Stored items
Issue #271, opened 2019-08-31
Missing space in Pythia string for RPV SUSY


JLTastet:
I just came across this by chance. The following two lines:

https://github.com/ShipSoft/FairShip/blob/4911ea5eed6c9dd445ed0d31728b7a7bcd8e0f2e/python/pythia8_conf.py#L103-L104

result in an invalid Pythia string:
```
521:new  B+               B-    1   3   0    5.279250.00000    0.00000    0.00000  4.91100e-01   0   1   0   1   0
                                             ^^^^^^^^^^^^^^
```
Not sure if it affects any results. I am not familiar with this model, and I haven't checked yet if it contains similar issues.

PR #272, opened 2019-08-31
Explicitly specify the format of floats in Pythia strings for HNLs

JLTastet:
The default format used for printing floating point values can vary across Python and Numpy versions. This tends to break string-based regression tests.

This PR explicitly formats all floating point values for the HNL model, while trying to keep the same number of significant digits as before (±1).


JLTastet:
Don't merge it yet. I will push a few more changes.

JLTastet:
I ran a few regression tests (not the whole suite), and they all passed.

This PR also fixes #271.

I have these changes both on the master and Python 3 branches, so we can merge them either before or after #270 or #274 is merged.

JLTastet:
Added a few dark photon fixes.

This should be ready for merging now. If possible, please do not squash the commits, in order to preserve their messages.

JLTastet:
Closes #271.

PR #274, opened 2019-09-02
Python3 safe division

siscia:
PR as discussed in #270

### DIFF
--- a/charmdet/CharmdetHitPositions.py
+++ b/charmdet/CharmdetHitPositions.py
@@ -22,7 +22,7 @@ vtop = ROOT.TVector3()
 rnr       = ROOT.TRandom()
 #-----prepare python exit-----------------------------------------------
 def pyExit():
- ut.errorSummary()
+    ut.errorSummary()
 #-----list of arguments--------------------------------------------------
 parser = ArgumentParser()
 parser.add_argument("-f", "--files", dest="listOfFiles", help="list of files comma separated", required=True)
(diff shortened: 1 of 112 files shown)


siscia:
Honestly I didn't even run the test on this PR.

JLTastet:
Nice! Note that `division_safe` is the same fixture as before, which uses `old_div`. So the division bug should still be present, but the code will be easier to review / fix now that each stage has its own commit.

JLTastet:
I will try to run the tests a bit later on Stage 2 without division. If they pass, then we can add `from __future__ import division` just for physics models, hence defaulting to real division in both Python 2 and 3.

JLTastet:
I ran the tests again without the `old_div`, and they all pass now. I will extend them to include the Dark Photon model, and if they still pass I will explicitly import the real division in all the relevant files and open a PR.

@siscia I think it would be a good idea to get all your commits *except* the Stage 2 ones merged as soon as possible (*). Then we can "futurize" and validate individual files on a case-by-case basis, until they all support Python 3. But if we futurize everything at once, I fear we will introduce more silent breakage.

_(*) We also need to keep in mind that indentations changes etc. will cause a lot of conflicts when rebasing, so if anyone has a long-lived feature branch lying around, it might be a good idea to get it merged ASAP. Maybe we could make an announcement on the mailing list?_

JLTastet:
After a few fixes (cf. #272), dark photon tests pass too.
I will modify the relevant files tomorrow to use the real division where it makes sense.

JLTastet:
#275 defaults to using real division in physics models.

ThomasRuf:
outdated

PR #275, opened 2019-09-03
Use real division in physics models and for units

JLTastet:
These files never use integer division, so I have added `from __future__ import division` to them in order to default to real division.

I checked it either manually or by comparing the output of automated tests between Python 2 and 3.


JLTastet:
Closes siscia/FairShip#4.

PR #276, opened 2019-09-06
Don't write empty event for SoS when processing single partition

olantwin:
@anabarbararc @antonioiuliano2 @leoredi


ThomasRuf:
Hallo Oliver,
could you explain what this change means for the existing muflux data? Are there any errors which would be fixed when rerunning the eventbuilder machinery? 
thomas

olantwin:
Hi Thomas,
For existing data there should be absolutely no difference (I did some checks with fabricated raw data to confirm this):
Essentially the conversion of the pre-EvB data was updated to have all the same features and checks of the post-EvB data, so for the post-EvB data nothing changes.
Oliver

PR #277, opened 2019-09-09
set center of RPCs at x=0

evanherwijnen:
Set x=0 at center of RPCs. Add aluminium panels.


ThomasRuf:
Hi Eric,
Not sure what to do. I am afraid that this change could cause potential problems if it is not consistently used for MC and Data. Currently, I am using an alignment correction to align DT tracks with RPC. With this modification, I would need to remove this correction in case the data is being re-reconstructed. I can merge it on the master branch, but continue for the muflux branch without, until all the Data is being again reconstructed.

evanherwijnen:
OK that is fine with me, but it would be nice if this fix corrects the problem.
* * *
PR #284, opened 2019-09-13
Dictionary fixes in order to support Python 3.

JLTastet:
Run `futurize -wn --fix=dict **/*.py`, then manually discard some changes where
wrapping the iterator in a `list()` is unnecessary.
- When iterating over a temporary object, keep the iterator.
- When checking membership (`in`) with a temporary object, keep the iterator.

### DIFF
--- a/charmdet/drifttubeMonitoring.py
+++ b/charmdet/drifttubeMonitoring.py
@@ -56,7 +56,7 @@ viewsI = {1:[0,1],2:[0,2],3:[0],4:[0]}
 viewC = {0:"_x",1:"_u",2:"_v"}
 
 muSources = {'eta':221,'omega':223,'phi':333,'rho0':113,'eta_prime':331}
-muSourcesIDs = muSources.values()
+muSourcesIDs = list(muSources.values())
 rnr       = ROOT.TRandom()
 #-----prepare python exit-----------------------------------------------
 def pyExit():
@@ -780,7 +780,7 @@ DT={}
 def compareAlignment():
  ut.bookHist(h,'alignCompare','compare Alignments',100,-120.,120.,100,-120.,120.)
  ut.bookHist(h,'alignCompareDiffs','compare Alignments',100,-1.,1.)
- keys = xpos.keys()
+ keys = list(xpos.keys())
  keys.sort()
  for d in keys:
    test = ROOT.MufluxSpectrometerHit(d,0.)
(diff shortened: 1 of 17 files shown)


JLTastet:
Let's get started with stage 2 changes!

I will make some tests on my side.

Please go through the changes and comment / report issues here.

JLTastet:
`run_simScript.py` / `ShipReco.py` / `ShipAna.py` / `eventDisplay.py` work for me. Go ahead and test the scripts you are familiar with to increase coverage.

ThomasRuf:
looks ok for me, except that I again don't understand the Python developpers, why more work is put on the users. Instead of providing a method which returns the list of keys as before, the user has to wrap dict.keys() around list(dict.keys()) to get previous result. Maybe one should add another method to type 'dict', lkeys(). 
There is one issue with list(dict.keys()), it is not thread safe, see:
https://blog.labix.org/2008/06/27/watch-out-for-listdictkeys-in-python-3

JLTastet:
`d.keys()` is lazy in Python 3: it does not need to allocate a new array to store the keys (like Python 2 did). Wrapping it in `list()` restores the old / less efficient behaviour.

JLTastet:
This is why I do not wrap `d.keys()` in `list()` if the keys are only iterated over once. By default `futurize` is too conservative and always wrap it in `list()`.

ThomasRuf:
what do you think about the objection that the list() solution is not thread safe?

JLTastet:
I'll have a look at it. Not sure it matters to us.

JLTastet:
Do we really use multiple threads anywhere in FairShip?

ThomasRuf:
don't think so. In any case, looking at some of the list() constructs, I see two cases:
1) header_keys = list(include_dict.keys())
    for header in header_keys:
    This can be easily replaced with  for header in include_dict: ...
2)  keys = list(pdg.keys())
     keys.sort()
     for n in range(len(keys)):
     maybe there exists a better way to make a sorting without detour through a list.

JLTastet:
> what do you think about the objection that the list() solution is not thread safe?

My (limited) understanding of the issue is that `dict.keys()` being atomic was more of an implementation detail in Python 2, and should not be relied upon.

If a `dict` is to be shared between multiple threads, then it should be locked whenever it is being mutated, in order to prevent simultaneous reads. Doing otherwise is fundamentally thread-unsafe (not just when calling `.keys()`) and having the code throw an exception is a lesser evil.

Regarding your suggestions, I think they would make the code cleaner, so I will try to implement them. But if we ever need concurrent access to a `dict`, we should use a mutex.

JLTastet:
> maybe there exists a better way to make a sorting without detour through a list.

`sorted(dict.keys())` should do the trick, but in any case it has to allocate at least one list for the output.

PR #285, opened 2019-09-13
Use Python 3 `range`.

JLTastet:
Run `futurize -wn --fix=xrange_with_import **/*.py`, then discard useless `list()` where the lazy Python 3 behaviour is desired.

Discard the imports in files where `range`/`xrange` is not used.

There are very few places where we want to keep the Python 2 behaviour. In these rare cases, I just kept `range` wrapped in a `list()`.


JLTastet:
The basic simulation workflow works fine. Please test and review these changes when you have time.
---
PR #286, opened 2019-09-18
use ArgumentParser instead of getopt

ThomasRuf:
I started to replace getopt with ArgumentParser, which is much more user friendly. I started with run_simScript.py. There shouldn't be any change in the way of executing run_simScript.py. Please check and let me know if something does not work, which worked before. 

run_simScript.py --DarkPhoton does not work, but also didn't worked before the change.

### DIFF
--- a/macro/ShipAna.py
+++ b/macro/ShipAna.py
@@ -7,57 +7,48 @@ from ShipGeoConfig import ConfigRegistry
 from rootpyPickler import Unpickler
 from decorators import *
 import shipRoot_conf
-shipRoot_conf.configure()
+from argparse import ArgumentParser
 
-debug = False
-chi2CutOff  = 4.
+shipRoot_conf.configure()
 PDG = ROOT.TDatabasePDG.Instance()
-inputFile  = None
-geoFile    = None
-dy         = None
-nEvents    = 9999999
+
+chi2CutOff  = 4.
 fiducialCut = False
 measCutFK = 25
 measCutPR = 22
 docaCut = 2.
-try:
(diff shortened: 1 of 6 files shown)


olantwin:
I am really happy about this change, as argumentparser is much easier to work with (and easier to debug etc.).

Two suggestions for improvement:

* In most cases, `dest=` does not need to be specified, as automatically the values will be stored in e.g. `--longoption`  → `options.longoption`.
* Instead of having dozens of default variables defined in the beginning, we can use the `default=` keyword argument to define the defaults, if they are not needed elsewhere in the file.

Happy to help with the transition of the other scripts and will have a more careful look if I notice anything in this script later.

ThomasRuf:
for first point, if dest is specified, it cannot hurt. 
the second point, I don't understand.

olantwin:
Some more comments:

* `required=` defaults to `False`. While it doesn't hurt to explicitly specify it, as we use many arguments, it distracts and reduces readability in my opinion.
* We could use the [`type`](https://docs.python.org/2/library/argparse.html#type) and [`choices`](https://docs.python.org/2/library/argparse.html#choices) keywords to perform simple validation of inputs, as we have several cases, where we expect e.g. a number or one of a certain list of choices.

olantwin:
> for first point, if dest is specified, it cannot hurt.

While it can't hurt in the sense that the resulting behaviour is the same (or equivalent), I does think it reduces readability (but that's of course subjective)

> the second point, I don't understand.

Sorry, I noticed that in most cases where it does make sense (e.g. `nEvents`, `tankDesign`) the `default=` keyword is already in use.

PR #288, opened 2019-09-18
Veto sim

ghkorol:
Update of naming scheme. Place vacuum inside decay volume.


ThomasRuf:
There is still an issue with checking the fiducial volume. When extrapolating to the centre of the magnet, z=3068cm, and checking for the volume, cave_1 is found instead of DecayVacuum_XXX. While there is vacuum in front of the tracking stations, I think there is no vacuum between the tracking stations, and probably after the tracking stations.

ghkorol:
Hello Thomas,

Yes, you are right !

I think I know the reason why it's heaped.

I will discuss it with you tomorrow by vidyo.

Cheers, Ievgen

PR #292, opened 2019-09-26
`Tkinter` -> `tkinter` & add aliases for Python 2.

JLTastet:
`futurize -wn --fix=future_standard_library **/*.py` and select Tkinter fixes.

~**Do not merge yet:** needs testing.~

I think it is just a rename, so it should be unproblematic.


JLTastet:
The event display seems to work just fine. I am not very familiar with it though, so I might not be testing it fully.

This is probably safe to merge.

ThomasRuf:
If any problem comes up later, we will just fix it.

Problem statement
Print exactly the lines above, between the one holding "Issue #271, opened 2019-08-31" and the one holding "I just came", inclusive, and nothing besides.

Response for this exercise
Issue #271, opened 2019-08-31
Missing space in Pythia string for RPV SUSY


JLTastet:
I just came across this by chance. The following two lines:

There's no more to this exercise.